▸ **Input records**

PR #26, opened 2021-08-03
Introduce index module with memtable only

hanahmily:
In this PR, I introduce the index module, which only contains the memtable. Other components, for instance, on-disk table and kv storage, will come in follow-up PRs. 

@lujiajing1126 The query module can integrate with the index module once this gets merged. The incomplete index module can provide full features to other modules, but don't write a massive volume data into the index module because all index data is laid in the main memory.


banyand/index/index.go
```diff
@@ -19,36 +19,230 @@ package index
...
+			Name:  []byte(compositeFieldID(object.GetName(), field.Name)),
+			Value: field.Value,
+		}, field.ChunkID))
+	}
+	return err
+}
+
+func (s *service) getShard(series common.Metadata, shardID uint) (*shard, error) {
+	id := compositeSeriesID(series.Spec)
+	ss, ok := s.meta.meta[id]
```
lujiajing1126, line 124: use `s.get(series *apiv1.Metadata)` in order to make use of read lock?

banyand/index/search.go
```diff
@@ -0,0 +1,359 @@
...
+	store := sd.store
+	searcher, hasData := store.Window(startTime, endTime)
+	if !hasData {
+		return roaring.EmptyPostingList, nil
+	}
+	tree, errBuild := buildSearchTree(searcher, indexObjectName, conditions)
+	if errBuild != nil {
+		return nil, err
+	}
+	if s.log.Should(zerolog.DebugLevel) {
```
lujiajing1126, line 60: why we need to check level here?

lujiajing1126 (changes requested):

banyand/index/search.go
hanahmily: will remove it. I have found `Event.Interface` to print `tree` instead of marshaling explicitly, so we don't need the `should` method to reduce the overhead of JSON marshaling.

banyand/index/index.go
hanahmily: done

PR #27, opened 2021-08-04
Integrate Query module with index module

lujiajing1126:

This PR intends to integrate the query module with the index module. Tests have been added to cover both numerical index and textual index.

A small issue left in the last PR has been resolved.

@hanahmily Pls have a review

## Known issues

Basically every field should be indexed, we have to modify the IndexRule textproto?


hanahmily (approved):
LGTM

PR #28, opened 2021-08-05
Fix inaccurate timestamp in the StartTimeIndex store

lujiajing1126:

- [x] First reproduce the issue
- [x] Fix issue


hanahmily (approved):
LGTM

--

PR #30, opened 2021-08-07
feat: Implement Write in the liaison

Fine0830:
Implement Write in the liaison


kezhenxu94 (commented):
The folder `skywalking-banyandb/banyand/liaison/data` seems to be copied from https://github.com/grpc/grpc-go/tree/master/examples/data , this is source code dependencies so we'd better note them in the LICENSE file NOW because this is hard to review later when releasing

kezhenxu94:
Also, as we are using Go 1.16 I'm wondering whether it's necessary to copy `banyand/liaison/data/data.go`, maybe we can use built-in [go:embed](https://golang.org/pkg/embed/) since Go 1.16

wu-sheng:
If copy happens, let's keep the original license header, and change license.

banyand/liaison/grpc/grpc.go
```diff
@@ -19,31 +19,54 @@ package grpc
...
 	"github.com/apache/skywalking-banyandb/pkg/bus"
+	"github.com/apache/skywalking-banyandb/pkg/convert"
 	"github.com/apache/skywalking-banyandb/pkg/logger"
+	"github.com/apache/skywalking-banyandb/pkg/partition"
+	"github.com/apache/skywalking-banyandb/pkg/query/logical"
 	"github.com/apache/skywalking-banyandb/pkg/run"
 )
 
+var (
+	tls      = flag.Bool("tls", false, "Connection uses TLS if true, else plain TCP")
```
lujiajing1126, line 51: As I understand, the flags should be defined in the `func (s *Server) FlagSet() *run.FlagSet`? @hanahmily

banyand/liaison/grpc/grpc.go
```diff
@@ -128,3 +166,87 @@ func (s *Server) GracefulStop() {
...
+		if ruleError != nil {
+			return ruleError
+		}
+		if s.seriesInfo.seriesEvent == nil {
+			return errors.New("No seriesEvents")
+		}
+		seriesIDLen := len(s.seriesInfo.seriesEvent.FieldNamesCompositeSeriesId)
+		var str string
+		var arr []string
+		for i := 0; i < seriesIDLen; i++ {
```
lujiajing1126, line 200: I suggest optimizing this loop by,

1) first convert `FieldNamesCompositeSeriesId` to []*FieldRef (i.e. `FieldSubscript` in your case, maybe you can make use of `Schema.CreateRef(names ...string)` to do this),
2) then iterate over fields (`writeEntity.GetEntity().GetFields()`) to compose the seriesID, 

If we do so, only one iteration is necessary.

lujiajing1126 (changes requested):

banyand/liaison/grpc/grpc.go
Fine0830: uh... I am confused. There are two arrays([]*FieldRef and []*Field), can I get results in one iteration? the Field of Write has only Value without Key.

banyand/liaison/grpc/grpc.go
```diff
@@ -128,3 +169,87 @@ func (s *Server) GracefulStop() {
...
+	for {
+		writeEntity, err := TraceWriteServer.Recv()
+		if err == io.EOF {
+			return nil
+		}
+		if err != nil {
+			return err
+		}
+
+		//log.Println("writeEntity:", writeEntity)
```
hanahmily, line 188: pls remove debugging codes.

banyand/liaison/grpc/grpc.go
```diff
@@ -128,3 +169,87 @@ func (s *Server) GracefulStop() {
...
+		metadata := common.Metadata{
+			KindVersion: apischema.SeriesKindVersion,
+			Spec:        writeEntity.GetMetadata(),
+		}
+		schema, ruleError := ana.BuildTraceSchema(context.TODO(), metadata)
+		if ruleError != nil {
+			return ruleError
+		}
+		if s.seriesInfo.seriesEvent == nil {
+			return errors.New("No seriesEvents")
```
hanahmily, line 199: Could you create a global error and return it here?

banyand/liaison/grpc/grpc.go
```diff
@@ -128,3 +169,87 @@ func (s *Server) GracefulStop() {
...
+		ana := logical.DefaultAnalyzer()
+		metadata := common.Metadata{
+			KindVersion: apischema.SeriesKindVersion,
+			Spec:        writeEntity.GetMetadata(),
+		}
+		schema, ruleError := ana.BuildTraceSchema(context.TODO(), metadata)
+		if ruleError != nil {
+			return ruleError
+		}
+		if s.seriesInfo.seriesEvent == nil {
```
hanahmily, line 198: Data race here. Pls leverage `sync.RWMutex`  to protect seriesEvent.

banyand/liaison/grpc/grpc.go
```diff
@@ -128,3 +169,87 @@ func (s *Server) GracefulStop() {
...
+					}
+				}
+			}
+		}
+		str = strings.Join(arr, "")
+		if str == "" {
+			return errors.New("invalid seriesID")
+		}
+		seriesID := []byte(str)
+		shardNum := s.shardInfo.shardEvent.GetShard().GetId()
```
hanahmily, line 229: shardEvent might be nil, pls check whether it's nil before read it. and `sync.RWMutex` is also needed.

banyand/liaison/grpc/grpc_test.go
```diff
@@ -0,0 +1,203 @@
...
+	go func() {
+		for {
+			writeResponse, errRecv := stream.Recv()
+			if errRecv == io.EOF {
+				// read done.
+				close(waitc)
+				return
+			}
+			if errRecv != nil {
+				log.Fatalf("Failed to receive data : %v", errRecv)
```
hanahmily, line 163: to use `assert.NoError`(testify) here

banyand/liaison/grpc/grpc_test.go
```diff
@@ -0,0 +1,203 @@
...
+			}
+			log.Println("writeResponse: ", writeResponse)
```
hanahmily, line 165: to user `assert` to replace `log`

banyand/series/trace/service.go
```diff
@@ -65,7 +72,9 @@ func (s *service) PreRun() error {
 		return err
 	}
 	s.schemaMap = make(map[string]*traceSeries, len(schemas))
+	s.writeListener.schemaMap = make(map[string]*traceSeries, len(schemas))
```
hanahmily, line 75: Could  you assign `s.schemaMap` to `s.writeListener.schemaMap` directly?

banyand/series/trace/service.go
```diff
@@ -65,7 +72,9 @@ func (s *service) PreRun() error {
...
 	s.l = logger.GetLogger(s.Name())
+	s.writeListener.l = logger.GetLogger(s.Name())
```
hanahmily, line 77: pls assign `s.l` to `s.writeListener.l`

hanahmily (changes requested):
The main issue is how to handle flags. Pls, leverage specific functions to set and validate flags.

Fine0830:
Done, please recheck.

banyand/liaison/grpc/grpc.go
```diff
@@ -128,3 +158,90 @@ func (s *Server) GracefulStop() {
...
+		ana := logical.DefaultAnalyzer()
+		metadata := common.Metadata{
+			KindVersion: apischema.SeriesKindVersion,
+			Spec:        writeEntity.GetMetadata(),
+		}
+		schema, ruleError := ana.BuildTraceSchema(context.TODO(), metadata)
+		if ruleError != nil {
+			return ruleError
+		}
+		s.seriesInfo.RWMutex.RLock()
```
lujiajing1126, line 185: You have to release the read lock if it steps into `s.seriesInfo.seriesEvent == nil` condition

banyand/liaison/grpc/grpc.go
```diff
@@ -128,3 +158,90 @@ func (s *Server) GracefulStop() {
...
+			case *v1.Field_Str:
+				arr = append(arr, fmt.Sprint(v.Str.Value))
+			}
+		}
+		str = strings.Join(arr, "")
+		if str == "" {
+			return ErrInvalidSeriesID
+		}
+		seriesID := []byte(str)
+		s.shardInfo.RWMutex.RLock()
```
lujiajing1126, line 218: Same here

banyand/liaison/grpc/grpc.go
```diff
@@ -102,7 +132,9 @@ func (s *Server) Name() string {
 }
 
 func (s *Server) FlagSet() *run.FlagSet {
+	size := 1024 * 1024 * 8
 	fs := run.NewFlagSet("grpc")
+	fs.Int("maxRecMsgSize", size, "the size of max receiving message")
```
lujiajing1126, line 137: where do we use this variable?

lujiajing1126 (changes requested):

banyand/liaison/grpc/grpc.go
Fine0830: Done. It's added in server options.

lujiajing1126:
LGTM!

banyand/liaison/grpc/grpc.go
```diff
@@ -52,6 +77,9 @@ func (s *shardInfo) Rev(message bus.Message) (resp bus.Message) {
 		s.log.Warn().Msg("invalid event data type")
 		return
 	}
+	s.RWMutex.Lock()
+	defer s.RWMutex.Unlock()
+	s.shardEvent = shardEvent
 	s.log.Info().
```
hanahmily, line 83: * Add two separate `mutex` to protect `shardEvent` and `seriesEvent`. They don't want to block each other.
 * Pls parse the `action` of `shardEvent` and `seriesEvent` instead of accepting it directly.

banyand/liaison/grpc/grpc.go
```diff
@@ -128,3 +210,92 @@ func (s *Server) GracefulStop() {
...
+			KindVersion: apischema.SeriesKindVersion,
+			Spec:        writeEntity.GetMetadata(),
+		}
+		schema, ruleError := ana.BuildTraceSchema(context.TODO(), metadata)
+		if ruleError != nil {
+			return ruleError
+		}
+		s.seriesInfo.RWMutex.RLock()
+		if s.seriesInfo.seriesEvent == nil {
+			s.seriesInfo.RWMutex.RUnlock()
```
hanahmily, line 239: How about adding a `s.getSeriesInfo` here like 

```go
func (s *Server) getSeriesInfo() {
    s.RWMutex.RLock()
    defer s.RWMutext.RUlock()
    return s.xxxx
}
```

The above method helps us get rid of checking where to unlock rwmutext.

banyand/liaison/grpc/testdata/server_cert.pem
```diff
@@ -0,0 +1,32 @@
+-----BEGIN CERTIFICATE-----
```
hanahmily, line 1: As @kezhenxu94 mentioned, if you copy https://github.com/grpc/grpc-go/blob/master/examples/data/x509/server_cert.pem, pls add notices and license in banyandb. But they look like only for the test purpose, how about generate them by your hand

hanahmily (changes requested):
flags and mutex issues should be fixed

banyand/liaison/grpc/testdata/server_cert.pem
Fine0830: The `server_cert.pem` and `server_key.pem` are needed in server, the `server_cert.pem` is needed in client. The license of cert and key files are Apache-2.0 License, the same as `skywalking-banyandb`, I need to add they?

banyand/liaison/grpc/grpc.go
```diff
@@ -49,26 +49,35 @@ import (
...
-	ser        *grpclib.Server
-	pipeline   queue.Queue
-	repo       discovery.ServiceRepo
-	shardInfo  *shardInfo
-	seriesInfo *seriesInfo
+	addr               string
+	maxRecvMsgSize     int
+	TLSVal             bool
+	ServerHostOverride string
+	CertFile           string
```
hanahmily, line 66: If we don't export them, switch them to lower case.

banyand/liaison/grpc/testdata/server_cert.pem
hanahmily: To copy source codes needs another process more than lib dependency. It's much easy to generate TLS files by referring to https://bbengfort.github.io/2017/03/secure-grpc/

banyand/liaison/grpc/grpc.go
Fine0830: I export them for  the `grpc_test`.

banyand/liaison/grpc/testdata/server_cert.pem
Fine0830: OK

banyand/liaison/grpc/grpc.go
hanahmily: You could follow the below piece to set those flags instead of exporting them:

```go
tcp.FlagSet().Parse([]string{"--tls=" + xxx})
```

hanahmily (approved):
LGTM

▸ **What the exercise asks**
In how many lines of the records does the word "assert" appear? Answer with the number only.

▸ **Expected output**
2